One almost completed mitten. But look at the amazing pattern of the palm of the mitten!


The other mitten I started on Feb 4th...well enough outside of the finish time that my mind could feel happy knitting it knowing that the only reason I was doing it was because I wanted to, not because I had to finish it by some stupid self imposed deadline. SO....I'm thinking that I probably should NOT enter into competition in the Knitting Olympics. But isn't it a fun idea?

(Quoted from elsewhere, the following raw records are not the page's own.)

PR #208, opened 2022-10-14
Adapt notebooks to mlpack 4 API

rcurtin:
I went through all of the C++ notebooks and made changes that reflect the latest changes in mlpack master (which will be mlpack 4).  Basically these changes are:

 * Include only `<mlpack.hpp>`. (mlpack/mlpack#3265)
 * Remove all superfluous namespace declarations (mlpack/mlpack#3269)
 * Moved datasets to https://datasets.mlpack.org/ for consistency.

I also made a few fixes where necessary, and sometimes I reduced the computational complexity of the models we were learning so we would stay within resource limits.

Now, every notebook runs successfully on Binder, with two exceptions:

 * The reinforcement learning notebooks.  I didn't touch those.
 * The `cifar10_eval` notebook needs an 8GB binder instance to succeed.  I had one of those once, when starting a notebook on Binder, but then I started getting 2GB instances.  However, it should work.

After merging this PR, https://datasets.mlpack.org/cifarNet2.xml will need to be moved to https://datasets.mlpack.org/cifarNet.xml.

There is one additional issue: datasets.mlpack.org is not available from OVH binder instances.  I'm trying to work with the Binder Gitter chat and Github repository to get a resolution there.


avocado_price_prediction_with_linear_regression/avocado_price_prediction_with_lr_cpp.ipynb
```diff
@@ -512,19 +510,27 @@
...
+    "To perform linear regression we'll be using the `LinearRegression` class from mlpack."
    ]
   },
   {
    "cell_type": "code",
    "execution_count": 22,
    "id": "97fdc354-57d0-4e28-91e8-1d707fc24226",
    "metadata": {},
-   "outputs": [],
+   "outputs": [
```
zoq, line 521: I guess, we got lucky before.

rcurtin: Yeah.  I suppose we could increase the penalty to work around the issue, but I don't think it's a big deal either way.

zoq: The results are pretty much the same, so I don't think this is needed.

zoq (approved):
Looks good to me, no comments from my side.

PR #209, opened 2023-02-22
Minor Syntax Error

AdarshSantoria:


rcurtin (commented):
Thanks for the fix!  I believe that the only layer that still needs to be adapted for this example to work is the `PReLU` layer, which is being handled in mlpack/mlpack#3420.  Once that's merged, do you want to uncomment the code that skips the `mnist_cnn` build in `.ci/linux-steps.yaml` and `.ci/macos-steps.yaml` and see if the example builds and runs correctly?

AdarshSantoria:
keep open

rcurtin:
Sorry that mlpack-bot got to this one before I did. :)  Let's see if it builds, and if it's green, then I think we can merge it.  Thanks for working on this! :+1:

AdarshSantoria:
Hey @rcurtin, I am getting this in binder
```
bash: line 1:     9 Killed                  ${MAMBA_EXE} env update -p ${NB_PYTHON_PREFIX} --file "binder/environment.yml"
time: 1009.813
```
Can you please help or just provide me some paths to solve this.

rcurtin:
Oops, sorry, this one fell off the list.  Let me try restarting all the checks and let's see what happens, and we can go from there.  Definitely it would be great to merge this fix and get these examples working again.

rcurtin (approved):
@AdarshSantoria I'm not sure what the error you were encountering was (looks like notebook worker out of RAM?), but after I re-enabled the `mnist_batch_norm` build in its `Makefile`, everything works in the example, so I think this is good to merge. :+1:  Thanks for the fix!

AdarshSantoria:
Thanks for the help.

zoq (approved):
Looks good to me.

AdarshSantoria:
Keep open

rcurtin:
Oops, forgot to actually hit the merge button...

PR #213, opened 2023-05-15
Apply the same preprocessing to the test set as to the training set

rcurtin:
I noticed while reading the CI logs for #209 that the test accuracy on `mnist_batch_norm` and `mnist_simple` was atrocious (9%!) even though the training and validation accuracies seemed fine.  A quick look indicated that this was because we were using the wrong dimension for labels, and for `mnist_simple` we weren't normalizing the test data.  Easy fix, and now the test accuracies for both are what is expected (95%+).

### DIFF
--- a/mnist_batch_norm/mnist_batch_norm.cpp
+++ b/mnist_batch_norm/mnist_batch_norm.cpp
@@ -172,8 +172,8 @@ int main()
   // https://www.kaggle.com/c/digit-recognizer/data
 
   data::Load("../data/mnist_test.csv", dataset, true);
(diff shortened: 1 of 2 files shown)


birm (approved):
I had some issues checking this out with the binder link (seemed to freeze at step 40/63 when looking for the python dependencies; maybe it was just slow, but I came back some time later where it had just nondescriptly errored. I'll try it again next PR).

That said, this clearly fixes the issue. Hope you're doing well rcurtin!

rcurtin:
Thanks!  Yeah, doing well, just chugging away at a first release of bandicoot. :)  Hope things are well for you too!

PR #214, opened 2023-08-14
Reinforcement Learning: Examples for `DDPG` and `TD3` with Gymnasium Environments

tareknaser:
## Description:
This PR updates the reinforcement learning examples with the latest Gymnasium Python server. Two significant examples have been added.
### `DDPG` on `MountainCarContinuous-v0`:
- The agent was trained for a total of 100,000 steps.
### `TD3` on `Pendulum-v1`:
- The training was performed for 50,000 steps.

> Note: Both examples include locally saved videos that will be utilized in my final GSoC report.


reinforcement_learning_gym/mountain_car_ddpg/server.py
```diff
@@ -0,0 +1,477 @@
...
+          compressionLevel = int(compression)
+        except ValueError:
+          compressionLevel = 0
+          close = True
+
+      actionspace = get_optional_params(jsonMessage, "env", "actionspace")
+      if isinstance(actionspace, basestring):
+        if actionspace == "sample":
+          sample = env.action_space.sample()
+          # sample = envs.get_action_space_sample(instance_id)
```
zoq, line 369: I think, we should remove the server, and make the gym tcp a dependency.

reinforcement_learning_gym/pendulum_td3/server.py
```diff
@@ -0,0 +1,477 @@
+import json
```
zoq, line 1: See the comment above.

reinforcement_learning_gym/mountain_car_ddpg/server.py
tareknaser: Yes I think this one slipped
I was using it from the same folder for convenience and pushed it

zoq (approved):

zoq:
Thanks for the grate contributions.

PR #191, opened 2022-03-02
Restructuring examples folder

dnabanita7:
- [x] Create an examples sub-folder
- [x] Create respective language sub-folders and add their respective README.md
- [x] Add links in the main README.md for easy access
- [x] Describe the changes in main README.md as well as in respective example README.md
- [x] Check if nothing breaks due to change of structure

Ref: #154

PR #215, opened 2023-09-20
Adding float mnist_simple example

shrit:


mnist_simple_float/mnist_simple.cpp
```diff
@@ -0,0 +1,184 @@
...
+              //ens::EarlyStopAtMinLoss(
+                  //[&](const arma::fmat& [> param <])
+                  //{
+                    //double validationLoss = model.Evaluate(validX, validY);
+                    //cout << "Validation loss: " << validationLoss << "."
+                        //<< endl;
+                    //return validationLoss;
+                  //}),
+              //// Store best coordinates (neural network weights)
+              //bestCoordinates);
```
shrit, line 138: I forgot to do this, I need to check ensmallen.

Do not review I will ping you when this is finished

conradsnicta:
@shrit Apologies - I don't have the bandwidth for this at the moment.  Suggest you try @zoq in addition to @rcurtin for the review.

mnist_cnn_float/mnist_cnn.cpp
```diff
@@ -0,0 +1,229 @@
...
+  // Calculate accuracy on validation data points.
+  double validAccuracy =
+      accu(predLabels == validY) / (double) validY.n_elem * 100;
+
+  cout << "Accuracy: train = " << trainAccuracy << "%,"
+            << "\t valid = " << validAccuracy << "%" << endl;
+
+  data::Save("model.bin", "model", model, false);
+
+  cout << "Predicting on test set..." << endl;
```
rcurtin, line 206: I looked through the test output and it seems like something fails here after this output:
https://dev.azure.com/mlpack/84320e87-76e3-4b6e-8b6e-3adaf6b36eed/_apis/build/builds/9352/logs/15

```
2023-09-21T12:51:20.9728229Z Predicting on test set...
2023-09-21T12:51:20.9728383Z Example failed: mnist_cnn_float
```

But, unfortunately, the CI output isn't more than that.  Does the whole example run for you successfully locally?

mnist_cnn_float/mnist_cnn.cpp
```diff
@@ -0,0 +1,229 @@
+/**
+ * An example of using Convolutional Neural Network (CNN) for
+ * solving Digit Recognizer problem from Kaggle website.
```
rcurtin, line 3: It's probably worth adding a comment pointing out that this is similar to the other example, but in this one we use fp32 precision.  (Same for the `mnist_simple` example.)

mnist_cnn_float/Makefile
```diff
@@ -0,0 +1,43 @@
+# This is a simple Makefile used to build the example source code.
+# This example might requires some modifications in order to work correctly on
+# your system.
+# If you're not using the Armadillo wrapper, replace `armadillo` with linker commands
+# for the BLAS and LAPACK libraries that you are using.
+
+TARGET := mnist_cnn
+SRC := mnist_cnn.cpp
```
rcurtin, line 8: Do you think we should rename the file `mnist_cnn_float.cpp` or similar to indicate that it is different from the other version?

rcurtin (commented):
Oh, I never saw this because I still did not have mailman3 working right for the mlpack-git list.  Sorry about that... I would have reviewed this earlier otherwise.  This is definitely a nice thing to include, but I wonder if calling the example `mnist_cnn_fp32` might be more clear for people scrolling through.  Alternately, I wonder if just making another file `mnist_cnn_fp32.cpp` in the `mnist_cnn` directory would suffice.  I don't think I have an opinion either way.

Fingers crossed that mailman3 successfully delivers this message to the mlpack-git list... :smile:

mnist_cnn_float/Makefile
shrit: will do the suggested above

shrit:
@rcurtin both of the examples has start training as usual, no problem while loading and training the data.
I will post more more if there is any issue related to prediction, but for me it seems that everything is running alright

shrit:
okay I am getting a segmentation fault during the prediction of the mnist_simple,  the reason for this is that I forgot to register the layers for float so the model matrix was empty and therefore armadillo throw the error.
I fixed this it should be fine now

rcurtin (approved):
Awesome, nice to add this.  I think we should probably reorganize all the examples at some point (like #191 or similar), but that doesn't change that we definitely should merge this.  Thanks for working out all the issues :+1:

(Extra credit points to those who identify the movie that inspired these mittens!)

10 February 2010

Grief is a funny thing

5/7/33-2/22/01
Every year around this time especially, I start to think about Grandpa Del. At this time he and Grandma Darlene were living with us while he underwent chemo for stage IV lung cancer. He was such an amazing man and his death had a profound impact on me. I knew I liked him...I knew I loved him...I even knew that someday when he was gone I would miss him. I had NO idea how much. In my random blog wanderings, I came across this blog on Grief. I don't know if this lady is a writer, a philosopher, a geophysicist...whatever she does, her words spoke to me. They put into words exactly how I felt when Grandpa Del finally lost his struggle with cancer. One thing she mentions is..."How do you pretend at work or the meetings or the bank that everything is fine, because after all, overwhelming perfect strangers with your loss is not polite..." Different people deal with grief differently, some with more skill and grace than others. Me? I went off the deep end. I still remember the day after Grandpa died...I went shopping. I bought a sweater that I still love. I still remember what I wore to the funeral--I will NEVER wear that outfit again (but the strange thing is that, so far, I haven't gotten rid of it). After Grandpa died I stopped going to school. I was a Fresno State and just stopped going. But I told nobody. Instead, I worked. For some reason, it was easier to work all day with happy brides who just wanted a pretty wedding than it was to go to school and think. People deal with grief differently...Nine years later, I like to believe I am done grieving. But I still tear up at the song of "Amazing Grace".